What is a McNemar test?
The McNemar test, also known as a test of difference between two correlated for proportions, is a special case of the Cochran's Q test (nonparametric test to compare 2 or more treatments with binary responses for randomized complete blocks) in the case where there are 2 treatments.
As a reminder, the Cochran's Q test is itself a special case of the Friedman test (nonparametric test to compare 2 or more treatments with ordinal or continuous responses for randomized complete blocks) where the responses are binary.
All these tests are used on randomized complete blocks, meaning the data are paired (each block is submitted to all treatments) and that there is no missing data (complete). A block is a factor that is homogeneous (patients in medicine, consumers in marketing), but its effect is of no interest for the specific study. Treatments are the different categories of the factor of interest (for example a drug, or a product to evaluate). The randomization is necessary to avoid that apart from the controlled factor (the block) and the factor of interest (treatments) other nuisance factors do not influence the study. For example, if the order in which the treatments are applied could have an effect, then one should randomize the order in which the blocks are submitted to the treatments to avoid any undesired effect on the study.
Dataset to run a McNemar test in Excel using XLSTAT
An Excel sheet with both the data and the results can be downloaded by clicking here.
The data used in this tutorial come from the "Nonparametric Statistical Methods" book by Hollander and Wolfe (1999). These data were extracted from a study by Andrews (Bodily shame as a mediator between abusive experiences and depression. Journal of Abnormal Psychology, Vol 104(2), May 1995, 277-285). The goal of the below analysis is to determine if, within a group of 101 women in Islington (London, England), the abuse in childhood (sexual or physical) has an effect on depression or not. Statistically speaking, we have here two treatments, abuse and depression, and 101 blocks.
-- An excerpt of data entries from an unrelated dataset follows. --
PR #364, opened 2015-03-17
support for parameterizing choice fields by the current entry

kenegozi:
This opens up contextual select tags, e.g. cascading selects.

e.g to create a cascading set of 'state' and 'city' fields, you can now do that:

     nga.field('state', 'choice').choices(states),
     nga.field('city', 'choice').choices(function(entry) {
         return cities.filter(function(city) { return city.state === entry.values.state;} );
     })

given

     var states = [ { value:'WA', label:'Washington'}, ... ];
     var cities = [ { value:'Bellevue', label: 'Bellevue', state: 'WA'} , ... ];

### DIFF
--- a/README.md
+++ b/README.md
@@ -118,6 +118,31 @@ app.config(function (NgAdminConfigurationProvider) {
         ])
         .listActions(['show', 'edit', 'delete']);
 
+   var categories = [{
+        label : 'Tech',
+        value : 'tech'
+    },{
+        label : 'Lifestyle',
+        value : 'lifestyle'
+    }];
+    var subCategories = [{
+        label : 'Computers',
+        value : 'computers',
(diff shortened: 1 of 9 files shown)


fzaninotto:
Great idea!

Although there are a couple more uses of `Field.choices`, in `ChoicesField` for instance. Could you also update these ones?

Also, would you mind adding a mention of the new syntax in the README?

kenegozi:
Good catch. I included ChoicesField, added a few tests/specs (for Choice and Choices), and a mention in the readme.

jpetitcolas:
:+1:

jpetitcolas:
Can you rebase on master, now that tests are fixed?

fzaninotto:
Superseded by #398

PR #380, opened 2015-04-02
[RFR] Batch actions config

ThieryMichel:


src/javascripts/ng-admin/Crud/misc/ViewBatchActions.js
```diff
@@ -10,7 +10,6 @@ define(function (require) {
 
         return {
             restrict: 'E',
-            transclude: true,
```
ThieryMichel: transclude was not used, and disallowed to use ng-switch on the directive

PR #381, opened 2015-04-03
[RFR] Fix exportfields config

ThieryMichel:
exportfields need to accept fields in literal form as the fields method return fields in this form.


src/javascripts/ng-admin/Crud/misc/EntryFormater.js
```diff
@@ -7,6 +7,7 @@ define(function () {
     }
 
     EntryFormatter.prototype.formatField = function formatField(field) {
+        var label = field.label() || filed.name();
```
jpetitcolas: Typo

jpetitcolas:
:+1:

PR #398, opened 2015-04-14
[RFR] Dependent choice lists

fzaninotto:
This opens up contextual select tags, e.g. cascading selects.

e.g to create a cascading set of 'state' and 'city' fields, you can now do that:

```js
 nga.field('state', 'choice').choices(states),
 nga.field('city', 'choice').choices(function(entry) {
     return cities.filter(function(city) { return city.state === entry.values.state;} );
 })
```

given

```js
 var states = [ { value:'WA', label:'Washington'}, ... ];
 var cities = [ { value:'Bellevue', label: 'Bellevue', state: 'WA'} , ... ];
```

Supersedes #364


fzaninotto:
The new e2e tests may fail because the json server used by saucelabs isn't up to date with this PR. Will be done once it is merged.

PR #410, opened 2015-04-27
[RFR] Introduce DataStore and remove entries for ReferenceField

jeromemacias:
* [x] Create DataStore to sotre all entries related to views
* [x] Remove `View.entries` property
* [x] Move `mapEntry(ies)` from View
* [x] ~~Remove Views created by code for references~~
* [x] Fix (and add ?) tests

Result of this refactoring:
* `RetrieveQueries` does not deal anymore with `Entry`
* `DataStore` now store all entries, references and filter values
* `mapEntry` is now done by `DataStore`
* `routing.js` now explicitly create and map entries
* `ReferenceField` does not extend `ChoiceField` anymore

### DIFF
--- a/src/javascripts/ng-admin/Crud/fieldView/ReferencedListFieldView.js
+++ b/src/javascripts/ng-admin/Crud/fieldView/ReferencedListFieldView.js
@@ -3,7 +3,7 @@ define(function(require) {
 
     function getReadWidget() {
         return '<ma-datagrid name="{{ field.getReferencedView().name() }}" ' +
-                 'entries="::DataStore.getEntries(field.getReferencedView())" ' +
+                 'entries="::datastore.getEntries(field.targetEntity().uniqueId + \'_list\')" ' +
                  'fields="::field.getReferencedView().fields()" ' +
                  'list-actions="::field.listActions()" ' +
                  'entity="::field.getReferencedView().entity">' +
@@ -17,7 +17,7 @@ define(function(require) {
     }
     function getWriteWidget() {
         return '<ma-datagrid name="{{ field.getReferencedView().name() }}"' +
-                  'entries="::DataStore.getEntries(field.getReferencedView())" ' +
+                  'entries="::datastore.getEntries(field.targetEntity().uniqueId + \'_list\')" ' +
                   'fields="::field.getReferencedView().fields()" ' +
                   'list-actions="::field.listActions()" ' +
                   'entity="::field.getReferencedView().entity">' +
--- a/src/javascripts/ng-admin/Crud/fieldView/ReferencedListFieldView.js
+++ b/src/javascripts/ng-admin/Crud/fieldView/ReferencedListFieldView.js
@@ -3,7 +3,7 @@ define(function(require) {
 
     function getReadWidget() {
         return '<ma-datagrid name="{{ field.getReferencedView().name() }}" ' +
-                 'entries="::field.getReferencedView().getReferencesEntries()" ' +
+                 'entries="::DataStore.getEntries(field.getReferencedView())" ' +
                  'fields="::field.getReferencedView().fields()" ' +
                  'list-actions="::field.listActions()" ' +
                  'entity="::field.getReferencedView().entity">' +
@@ -17,7 +17,7 @@ define(function(require) {
     }
     function getWriteWidget() {
         return '<ma-datagrid name="{{ field.getReferencedView().name() }}"' +
-                  'entries="::field.getReferencedView().getReferencesEntries()" ' +
+                  'entries="::DataStore.getEntries(field.getReferencedView())" ' +
                   'fields="::field.getReferencedView().fields()" ' +
                   'list-actions="::field.listActions()" ' +
                   'entity="::field.getReferencedView().entity">' +
--- a/src/javascripts/ng-admin/Crud/fieldView/ReferencedListFieldView.js
+++ b/src/javascripts/ng-admin/Crud/fieldView/ReferencedListFieldView.js
@@ -3,7 +3,7 @@ define(function(require) {
 
     function getReadWidget() {
         return '<ma-datagrid name="{{ field.getReferencedView().name() }}" ' +
-                 'entries="field.entries" ' +
+                 'entries="::field.getReferencedView().getReferencesEntries()" ' +
                  'fields="::field.getReferencedView().fields()" ' +
                  'list-actions="::field.listActions()" ' +
                  'entity="::field.getReferencedView().entity">' +
@@ -17,7 +17,7 @@ define(function(require) {
     }
     function getWriteWidget() {
         return '<ma-datagrid name="{{ field.getReferencedView().name() }}"' +
-                  'entries="field.entries" ' +
+                  'entries="::field.getReferencedView().getReferencesEntries()" ' +
                   'fields="::field.getReferencedView().fields()" ' +
                   'list-actions="::field.listActions()" ' +
                   'entity="::field.getReferencedView().entity">' +
@@ -28,5 +28,5 @@ define(function(require) {
         getLinkWidget:   getLinkWidget,
         getFilterWidget: getFilterWidget,
         getWriteWidget:  getWriteWidget,
-    }
+    };
 });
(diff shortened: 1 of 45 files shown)


src/javascripts/ng-admin/Crud/fieldView/ReferencedListFieldView.js
```diff
@@ -17,7 +17,7 @@ define(function(require) {
     }
     function getWriteWidget() {
         return '<ma-datagrid name="{{ field.getReferencedView().name() }}"' +
-                  'entries="field.entries" ' +
+                  'entries="::field.getReferencedView().getReferencesEntries()" ' +
```
fzaninotto: not sure about the `::` here

src/javascripts/ng-admin/es6/lib/DataStore/DataStore.js
```diff
@@ -0,0 +1,50 @@
+
+class DataStore {
+    constructor(name) {
+        this._name = name;
+        this._entry = new Map();
```
fzaninotto: not a big fan of the double usage. I think you should only keep the `_entries` property and related methods. For views requiring only a single entry, you'd call `store.getFirstEntry(view)`.

src/javascripts/ng-admin/es6/lib/Entity/Entity.js
```diff
@@ -13,6 +14,7 @@ import ExportView from '../View/ExportView';
 class Entity {
     constructor(name) {
         this._name = name;
+        this._dataStore = new DataStore(name);
```
fzaninotto: I don't think entities should have a datastore. Entities should be immutable (and reusable) once the configuration phase is over. Putting the DataStore there prevents this and mixes up roles.

src/javascripts/ng-admin/es6/lib/View/View.js
```diff
@@ -3,6 +3,7 @@ import Entry from "../Entry";
 class View {
     constructor(name) {
         this.entity = null;
+        this._dataStore = null;
```
fzaninotto: Same remark as for `Entity`: `View` instances should be immutable and not contain a `DataStore`. I think there should only be one single `DataStore` instance, probably linked to by the `Application` instance.

fzaninotto:
Could you add a checklist in the description to show what's left for RFR?

src/javascripts/ng-admin/Crud/repository/RetrieveQueries.js
```diff
@@ -129,40 +112,43 @@ define(function (require) {
...
         var self = this,
-            referencedValues = {},
+            referencedData = {},
             calls = [],
             singleCallFilters,
             identifiers,
             reference,
             referencedView,
-            entries,
+            datas,
```
manuquentin: `data` is already plural

src/javascripts/ng-admin/Crud/routing.js
```diff
@@ -55,17 +62,83 @@ define(function (require) {
...
+                    entries: ['dataStore', 'view', 'response', 'referencedEntries', function (dataStore, view, response, referencedEntries) {
+                        var entries = dataStore.mapEntries(
+                            view.entity.name(),
+                            view.identifier(),
+                            view.getFields(),
+                            response.data
+                        );
+
+                        // shortcut to diplay collection of entry with included referenced values
+                        dataStore.fillReferencesValuesFromCollection(entries, view.getReferences(), true);
```
jpetitcolas: Shouldn't we call this method only in the `dataStore.setEntries` or `dataStore.addEntry` methods?

src/javascripts/ng-admin/es6/lib/DataStore/DataStore.js
```diff
@@ -0,0 +1,119 @@
+import Entry from "../Entry";
+
+class DataStore {
+    constructor() {
+        this._entries = {};
```
jpetitcolas: May be a good occasion to use [ES6 Sets](http://www.nczonline.net/blog/2012/09/25/ecmascript-6-collections-part-1-sets/)?

src/javascripts/ng-admin/es6/lib/DataStore/DataStore.js
```diff
@@ -0,0 +1,119 @@
...
+
+        this._entries[name].push(entry);
+    }
+
+    getEntries(name) {
+        return this._entries[name] || [];
+    }
+
+    getFirstEntry(name) {
+        return this._entries[name][0];
```
manuquentin: Can you add a check to return the first value if the content is not empty ?

src/javascripts/ng-admin/es6/lib/DataStore/DataStore.js
fzaninotto: We tried that, unfortunately babel doesn't transpile ES6 Sets. It requires a shim and/or works only in latest Chrome versions.

src/javascripts/ng-admin/es6/lib/DataStore/DataStore.js
```diff
@@ -0,0 +1,119 @@
...
+                value: entry.values[identifier],
+                label: entry.values[name]
+            };
+        });
+    }
+
+    createEntry(entityName, identifier, fields) {
+        var entry = new Entry.mapFromRest(entityName, identifier, fields, {});
+
+        fields.forEach(function (field) {
```
manuquentin: Can you avoid `forEach` [it's 40 slower than a for loop](https://josephscott.org/archives/2014/10/javascript-performance-for-vs-foreach/)

fzaninotto: It's more like 3 times slower if you take a non-basic loop body. Using a `for` loop is a micro-optimization IMO, and makes the code less readable.

src/javascripts/ng-admin/es6/lib/Entity/Entity.js
```diff
@@ -10,9 +10,12 @@ import ShowView from '../View/ShowView';
 import BatchDeleteView from '../View/BatchDeleteView';
 import ExportView from '../View/ExportView';
 
+var index = 0;
```
jpetitcolas: IMO, it should be the `Application` responsability to keep track of its entities, and thus attributing them an unique id (via a `setId` method for instance). It would prevent a global variable.

src/javascripts/ng-admin/es6/tests/lib/DataStore/DataStore.js
```diff
@@ -0,0 +1,169 @@
...
+            { post_id: 3, title: 'How to use ng-admin', published: false}
+        ]);
+
+        assert.equal(entries.length, 3);
+        assert.equal(entries[0].identifierValue, 1);
+        assert.equal(entries[1].values.title, 'World');
+        assert.equal(entries[1].values.published, false);
+    });
+
+    it('should map some one entity when the identifier in not in the view', function () {
```
jpetitcolas: s/in not/is not/

src/javascripts/ng-admin/Crud/list/ListController.js
```diff
@@ -20,10 +20,10 @@ define(function () {
         this.loadingPage = false;
         this.filters = this.$filter('orderElement')(view.filters());
         this.hasFilters = Object.keys(this.filters).length > 0;
-        this.entries = data.entries;
+        this.dataStore = dataStore;
```
manuquentin: Should the dataStore be emptied on `$scope.$on('$destroy')` event ?

src/javascripts/ng-admin/Crud/routing.js
jeromemacias: This method is use only one time, but `setEntries` is use in multiple cases, I prefer be explicit, and call it in the routing, what do you think ?

jpetitcolas: It is called three times, but all in this routing file indeed. :)

I can't figure out any use case where we won't need to load referenced values. So, calling it externally looks dev-unfriendly to me.

jpetitcolas: My bad, I confused between `fillReferencesValuesFromCollection` and `fillReferencesValuesFromEntry`. Let it this way from now. We'll factorize later if required.

PR #441, opened 2015-05-15
[RFR] Fix empty list actions column

### LINKED ISSUE #439: Empty actions column in listView
By default, the listView shows an empty column:

image

This is, I believe, a regression: by default, the listView with not `listActions` configured used to hide the actions column.

manuquentin:
Fixes #439

### DIFF
--- a/src/javascripts/ng-admin/Crud/list/DatagridController.js
+++ b/src/javascripts/ng-admin/Crud/list/DatagridController.js
@@ -119,6 +119,11 @@ define(function () {
         this.$scope.selection = [];
     };
 
+
+    DatagridController.prototype.shouldDisplayActions = function () {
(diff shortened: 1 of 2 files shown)


src/javascripts/ng-admin/Crud/list/DatagridController.js
```diff
@@ -119,6 +119,11 @@ define(function () {
         this.$scope.selection = [];
     };
 
+
+    DatagridController.prototype.shouldDisplayActions = function () {
```
fzaninotto: Make it a value in the scope instead, this cannot change

manuquentin: Done

Issue #447, opened 2015-05-19
Entity without listView still shows list buttons


fzaninotto:
Use case: I define an entity with only a showView, accessible from a related entity (e.g. comments, accessible only from the commented post). On purpose, I decide to not define a listView. 

The problem is that the showView still contains a "List" action button, leading to an empty list.

This is a use case we must support.

manuquentin:
Views in ng-admin are [enabled by default](https://github.com/marmelab/ng-admin/blob/a312bdc3a1d2505dc403449c36597a8e1f78099f/src/javascripts/ng-admin/es6/lib/View/View.js#L11).

You have to disable them manually.

We can disable them by default & enable them when using customization methods like `fields()`,  `title()`.
But if someone doesn't customize the deletionView for instance, the view won't be enabled.

PR #449, opened 2015-05-20
[RFR] Fix button display when a view is disabled

manuquentin:
Refs #447 

- [x] Add missing condition to hide buttons
- [x] Disable views by default (except deleteView)
- [x] Use the number of fields to know if a view is enabled


jeromemacias:
It will be a BC break, no ?

manuquentin:
Not really, it break things that with weird behaviour.
Like `ListView` without fields of `MenuView` for an entity without `ListView`.

Issue #362, opened 2015-03-17
Force HTTP Method


paulogr:
I know that it's not right but can I force a POST method in the listView type ?

I got a API that only works with POST method and I need to force all requests to POST.

Thanks
Paulo

fzaninotto:
Hi Paulo,

You can't for now - Restangular interceptors allow you to override many aspects of an HTTP request, but not the method. A similar concerned is being addressed in #286, feel free to work on something on your side and send us a pull request if you succeed.

paulogr:
Ok man, thanks.

fzaninotto:
#555 tries to do what you ask

PR #451, opened 2015-05-21
added custom HTTP-Methods for create and update

matsluni:
Hi,

for a current task I need the possibility to set a custom HTTP method for a create operation, in my case 'put' instead of 'post'. I saw a similar request in #362.  

I gave it a try in this pull request.  The change I did works for me, so please consider merging if you think this is a useful addition.

If you think another approach for the same goal is better just get back to me.
I also tried to add tests for this in CreateQueriesSpec.js and UpdateQueriesSpec.js but couldn't figure out to set the xxxMethod on the entity. So, if you could give me a hint I will add this as well.

Kind regards,
Matthias

### DIFF
--- a/src/javascripts/ng-admin/Crud/repository/CreateQueries.js
+++ b/src/javascripts/ng-admin/Crud/repository/CreateQueries.js
@@ -26,8 +26,8 @@ define(function (require) {
     CreateQueries.prototype.createOne = function (view, rawEntity) {
 
         var method = view.entity.createMethod(),
-            url = this.Restangular.oneUrl(view.entity.name(), this.config.getRouteFor(view.entity, view.getUrl(), view.type)),
-            operation = method ? url.customOperation(method, null, {}, {}, rawEntity) : url.customPOST(rawEntity);
+            resource = this.Restangular.oneUrl(view.entity.name(), this.config.getRouteFor(view.entity, view.getUrl(), view.type)),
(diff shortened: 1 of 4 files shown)


src/javascripts/ng-admin/Crud/repository/CreateQueries.js
```diff
@@ -24,12 +24,14 @@ define(function (require) {
...
     CreateQueries.prototype.createOne = function (view, rawEntity) {
-        return this.Restangular
-            .oneUrl(view.entity.name(), this.config.getRouteFor(view.entity, view.getUrl(), view.type))
-            .customPOST(rawEntity)
-            .then(function (response) {
-                return response.data;
-            });
+
+        var method = view.entity.createMethod(),
+            url = this.Restangular.oneUrl(view.entity.name(), this.config.getRouteFor(view.entity, view.getUrl(), view.type)),
```
fzaninotto: The variable name isn't well chosen. Use `resource` instead. Same in `UpdateQueries`

matsluni:
Ok, I changed the variable name to resource. Is there anything more I can do?

manuquentin:
Can you rebase please ?

matsluni:
I tried to rebase and saw that you moved some pieces around! ;-) I have look closer to rebase correctly.

jeromemacias:
You will need to do all this modifications on the new https://github.com/marmelab/admin-config repository. Sorry for inconvenience.

PR #456, opened 2015-05-22
[RFR] Update README for Webpack

jpetitcolas:


manuquentin:
Tests fails :stuck_out_tongue_closed_eyes:

fzaninotto:
If I understand correctly, "standalone" contains all dependencies and "" contains only the ng-admin code. It's kind of backwards, and breaks BC badly...

jpetitcolas:
True for BC. Let's switch to `ng-admin-only` and `ng-admin` in this case.

fzaninotto:
or `ng-admin-no-deps` to make it obvious.

fzaninotto:
wait, it's not obvious. Let's keep `only`.

PR #457, opened 2015-05-22
[RFR] Use admin-config files

manuquentin:


src/javascripts/ng-admin.js
```diff
@@ -1,7 +1,7 @@
 require('./ng-admin/Main/MainModule');
 require('./ng-admin/Crud/CrudModule');
 
-var Factory = require('./ng-admin/es6/lib/Factory');
+import Factory from 'admin-config/lib/Factory';
```
jeromemacias: You should use `require` as no `import` syntax is use in the project (even if it's work).

manuquentin: Done

jpetitcolas:
:+1:

PR #461, opened 2015-05-22
[RFR] Fix maExportToCsvButton does not return entries references and empty data when filters contains boolean field

jeromemacias:


src/javascripts/ng-admin/Crud/list/ListController.js
```diff
@@ -17,6 +17,7 @@ define(function () {
         this.actions = view.actions();
         this.batchActions = view.batchActions();
         this.loadingPage = false;
+        this.search = $stateParams.search;
```
jeromemacias: This `$stateParams.search` is ok.

src/javascripts/ng-admin/Crud/button/maExportToCsvButton.js
```diff
@@ -25,27 +26,78 @@ define(function () {
...
-                        var csv = Papa.unparse(results);
-                        var fakeLink = document.createElement('a');
-
-                        fakeLink.setAttribute('href', 'data:application/octet-stream;charset=utf-8,' + encodeURIComponent(csv));
-                        fakeLink.setAttribute('download', scope.entity.name() + '.csv');
-                        fakeLink.click();
-                    }, function (error) {
-                        notification.log(error.message, {addnCls: 'humane-flatty-error'});
-                    });
+                    ReadQueries.getAll(exportView, -1, scope.search(), $stateParams.sortField, $stateParams.sortDir)
```
jeromemacias: If we use `$stateParams.search` instead of `scope.search()`, it's not the right value (but it should be the same value as in `ListController`...).

src/javascripts/ng-admin/Crud/misc/ViewActions.js
```diff
@@ -17,7 +17,8 @@ define(function (require) {
                 'entity': '=',
                 'selection': '=',
                 batchButtons: '&',
-                datastore: '='
+                datastore: '=',
+                search: '='
```
jpetitcolas: Not used

jeromemacias: It is... Angularjs black magic!

PR #479, opened 2015-05-29
[WIP] Fix tests due to Angular 1.4 version switch

jpetitcolas:
Still WIP as I'd like to ensure nothing is broken manually first.

For more details about this change: https://docs.angularjs.org/guide/migration#ngoptions

### DIFF
--- a/src/javascripts/test/karma.conf.js
+++ b/src/javascripts/test/karma.conf.js
@@ -13,8 +13,8 @@ module.exports = function (config) {
         frameworks: ['jasmine'],
         files: [
             '../../node_modules/angular/angular.js',
-            '../../node_modules/angular-bootstrap/dist/ui-bootstrap.min.js',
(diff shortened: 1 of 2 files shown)


jeromemacias:
Test e2e failed.

fzaninotto:
Can't we support both 1.3 and 1.4?

jeromemacias:
We maybe need to provide 2 separate packages for the full ng-admin (the one ith AngularJs included).

Something like `ng-1.4-admin.min.js` and `ng-admin.js`.
It could be possible to have an `ng-admin-only.js`with an angular 1.3 and 1.4 compatibility.

jpetitcolas:
Not a big fan of having to maintain several versions. It would be better to continue supporting 1.3 while it is stable. When 1.4 will be stable, then deliver a new release using the new version.

fzaninotto:
1.4 is stable. We should identify the parts in the codebase that break on 1.4.

jpetitcolas:
Soon superseeded by #567.

PR #3155, opened 2026-08-23
feat(screenshot): use native cursor shapes

hthienloc:
Port `wp_cursor_shape_manager_v1` to the Go screenshot backend and use compositor-native cursor shapes for the region selector.

This establishes the cursor protocol layer for follow-up PRs that add Ctrl-drag selection behavior and transition between `Crosshair`, `Grab`, and `Grabbing`. This PR intentionally does not include the Ctrl-drag interaction itself.


core/internal/proto/wp_cursor_shape/cursor_shape.go
```diff
@@ -0,0 +1,64 @@
+package wp_cursor_shape
```
bbedward, line 29: I'd like to see the XML spec included in the proto/xml directory and generate this file instead of hand writing it.

The README command is outdated and I'll fix that, but the command would look like this  once the XML is added

```bash
go run github.com/AvengeMedia/dankgo/cmd/go-wayland-scanner@latest \
  -i internal/proto/xml/cursor-shape-v1.xml \
  -pkg wlr_gamma_control -o internal/proto/wp_cursor_shape/cursor_shape.go
```

bbedward (changes requested):

PR #3160, opened 2026-08-23
feat(control-center): show Bluetooth battery in quick tile

0xdeafbeef:
## Description

Shows the connected Bluetooth device battery level in the Control Center tile when available.

## Type of change

- [x] New feature

## Related issues

None.

## Screenshots / video

Screenshot from 2026-08-23 20-33-48

## Checklist

### DIFF
--- a/quickshell/Modules/ControlCenter/Components/DragDropGrid.qml
+++ b/quickshell/Modules/ControlCenter/Components/DragDropGrid.qml
@@ -559,8 +559,18 @@ Column {
                                 }
                                 return null;
                             })();
-                        if (primaryDevice)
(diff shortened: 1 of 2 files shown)


0xdeafbeef:
I can make it toggleable from the settings if you want. But it utilizes free space, so I see 0 problems, only value :)

0xdeafbeef:
@bbedward I've added a comment with links to the `Quickshell` and `BlueZ` docs. I actually saw 0% reported while testing with connected headphones, so I kept it as a valid value instead of treating it as unavailable. I also updated the existing bluetooth details check to follow the same behavior

PR #3161, opened 2026-08-23
fix(typography): use monospace for dynamic numeric values

0xdeafbeef:
## Description

The CPU temperature kept changing width and making the bar jump around, which was pretty distracting.
This switches dynamic numbers in DankBar to the configured monospace font so the layout stays stable.

## Type of change

## Related issues

None.

## Checklist

### DIFF
--- a/quickshell/Modules/DankBar/Widgets/Battery.qml
+++ b/quickshell/Modules/DankBar/Widgets/Battery.qml
@@ -151,6 +151,7 @@ BasePill {
 
                 StyledText {
                     text: battery.verticalDisplayText
+                    isMonospace: true
                     font.pixelSize: Theme.barTextSize(battery.barThickness, battery.barConfig?.fontScale, battery.barConfig?.maximizeWidgetText)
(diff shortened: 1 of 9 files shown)


bbedward:
We dont like this approach as much because it makes the fonts inconsistent, the intended behavior that may not be working correctly is to use TextMetrics to basically keep a minimum width for the largest possible value, that way the text changes but the overall widget size stays the same

0xdeafbeef:
@bbedward 

non-mono

mono


TextMetrics keeps the widget’s outer width stable, but the proportional digits still visibly shift within that fixed space. 

Mono keeps both the widget width and the digit positions stable :)

BTW


Qt supports `font.features: { "tnum": 1 }`, and the bundled Inter font has tabular numerals, so that might make both of us happy :) We can keep the intended font consistent while preventing the digits from visually jumping around.

Should i open an issue? I can make a pr  latter

0xdeafbeef:
@bbedward thank you :)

The proportion of women who face a depression in adulthood after an abuse in childhood (17/31=0.55) is higher than for women who did not face an abuse (22/70=0.31). Notice that here the proportions are not independent but “correlated”, because we have blocks. They would be independent if, for example we would be comparing the proportion of depressed women between two countries. Now is this statistically significant?
The null hypothesis of the McNemar test is that there is no treatment effect, which can be reworded as, there is no association between the treatments, meaning in our case, that abuse would have no influence on depression. The null hypothesis of the McNemar test can be reworded as there is no difference between the correlated proportions.
Setting up a McNemar test
After opening XLSTAT, select the XLSTAT / Nonparametric tests / McNemar test, or click on the corresponding button of the Nonparametric tests toolbar.
Once you've clicked the button, the dialog box appears.
We select the 2x2 option for the “data format” option and select the table with the labels.
In the options tab, we choose the two-sided alternative hypothesis, which is equivalent to saying there is no association between abuse and depression. Another alternative hypothesis could be used if we would like to know if abuse or depression happens significantly more than there other.
The computations begin once you have clicked the OK button. The results are then displayed.
Interpreting the results of a McNemar test
Then, the results of the McNemar test and their interpretation are displayed.
We see that the null hypothesis is not rejected if we use a significance level of 0.05. As a reminder, choosing a significance level of 0.05 is the same as deciding that we want to be right in 95% of cases (and wrong in 5% of cases) when rejecting H0.
So, although the proportion of women who face a depression in adulthood after an abuse in childhood is higher than for women who did not face an abuse, the difference is not statistically different.